#### Input data
Issue #2594, opened 2020-10-13
Spearhead: Remove previous/next posts links


kjellr:
For Spearhead, we should remove the previous/next posts links: 

<img width="879" alt="Screen Shot 2020-10-13 at 9 53 44 AM" src="https://user-images.githubusercontent.com/1202812/95871989-4ca4ce00-0d3c-11eb-83ee-72eee669edc7.png">

The theme's aesthetic is pretty minimal, and there's no way for users to turn these on or off (plus, adding that capability seems like overkill), so I think they're ok to just remove.

PR #2600, opened 2020-10-14
Spearhead + Seedlet: make it possible to remove the previous / next post navigation (#2594)

jffng:
This PR addresses #2594. 

Previously in Seedlet, the post navigation was hardcoded into the template. This PR makes the following changes: 

- Refactors Seedlet's post navigation into a template tag so it can be overwritten in a child theme.
- Overwrites the template tag in Spearhead (disabling previous / next links). 
- Rename's Seedlet's post _pagination_ template tag function to be consistent with the actual WP function it calls, and updates its use respectively in the templates

Test
- Go to a post in Spearhead and confirm the Previous/Next links are gone.
- Go to a post and category / archive page in Seedlet and confirm the pagination and navigation work as they did before.

### DIFF
--- a/seedlet/search.php
+++ b/seedlet/search.php
@@ -42,8 +42,8 @@ get_header();
 				// End the loop.
 			endwhile;
 
-			// Previous/next page navigation.
-			seedlet_the_posts_navigation();
+			// Numbered pagination.
+			seedlet_the_posts_pagination();
 
 			// If no content, include the "No posts found" template.
 		else :
--- a/seedlet/archive.php
+++ b/seedlet/archive.php
@@ -37,8 +37,8 @@ get_header();
 				// End the loop.
 			endwhile;
 
-			// Previous/next page navigation.
-			seedlet_the_posts_navigation();
+			// Numbered pagination.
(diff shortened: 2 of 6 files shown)


seedlet/search.php
```diff
@@ -42,8 +42,8 @@
 				// End the loop.
 			endwhile;
 
-			// Previous/next page navigation.
-			seedlet_the_posts_navigation();
+			// Numbered pagination.
+			seedlet_the_posts_pagination();
```
MaggieCabrera, line 46: Should we keep this also on Spearhead? I think we should but maybe @kjellr has some input about this?

MaggieCabrera: "This" being the numbered navigation on the search results page

kjellr: Yeah, we should keep the numbered pagination on the search results and archive pages. Just the prev/next post nav from single post pages should be removed in Spearhead.

MaggieCabrera: then ⛵

MaggieCabrera (approved):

#### Work item
From beginning to end, the data must be duplicated exactly.

#### Reply
Issue #2594, opened 2020-10-13
Spearhead: Remove previous/next posts links


kjellr:
For Spearhead, we should remove the previous/next posts links: 

<img width="879" alt="Screen Shot 2020-10-13 at 9 53 44 AM" src="https://user-images.githubusercontent.com/1202812/95871989-4ca4ce00-0d3c-11eb-83ee-72eee669edc7.png">

The theme's aesthetic is pretty minimal, and there's no way for users to turn these on or off (plus, adding that capability seems like overkill), so I think they're ok to just remove.

PR #2600, opened 2020-10-14
Spearhead + Seedlet: make it possible to remove the previous / next post navigation (#2594)

jffng:
This PR addresses #2594. 

Previously in Seedlet, the post navigation was hardcoded into the template. This PR makes the following changes: 

- Refactors Seedlet's post navigation into a template tag so it can be overwritten in a child theme.
- Overwrites the template tag in Spearhead (disabling previous / next links). 
- Rename's Seedlet's post _pagination_ template tag function to be consistent with the actual WP function it calls, and updates its use respectively in the templates

Test
- Go to a post in Spearhead and confirm the Previous/Next links are gone.
- Go to a post and category / archive page in Seedlet and confirm the pagination and navigation work as they did before.

### DIFF
--- a/seedlet/search.php
+++ b/seedlet/search.php
@@ -42,8 +42,8 @@ get_header();
 				// End the loop.
 			endwhile;
 
-			// Previous/next page navigation.
-			seedlet_the_posts_navigation();
+			// Numbered pagination.
+			seedlet_the_posts_pagination();
 
 			// If no content, include the "No posts found" template.
 		else :
--- a/seedlet/archive.php
+++ b/seedlet/archive.php
@@ -37,8 +37,8 @@ get_header();
 				// End the loop.
 			endwhile;
 
-			// Previous/next page navigation.
-			seedlet_the_posts_navigation();
+			// Numbered pagination.
(diff shortened: 2 of 6 files shown)


seedlet/search.php
```diff
@@ -42,8 +42,8 @@
 				// End the loop.
 			endwhile;
 
-			// Previous/next page navigation.
-			seedlet_the_posts_navigation();
+			// Numbered pagination.
+			seedlet_the_posts_pagination();
```
MaggieCabrera, line 46: Should we keep this also on Spearhead? I think we should but maybe @kjellr has some input about this?

MaggieCabrera: "This" being the numbered navigation on the search results page

kjellr: Yeah, we should keep the numbered pagination on the search results and archive pages. Just the prev/next post nav from single post pages should be removed in Spearhead.

MaggieCabrera: then ⛵

MaggieCabrera (approved):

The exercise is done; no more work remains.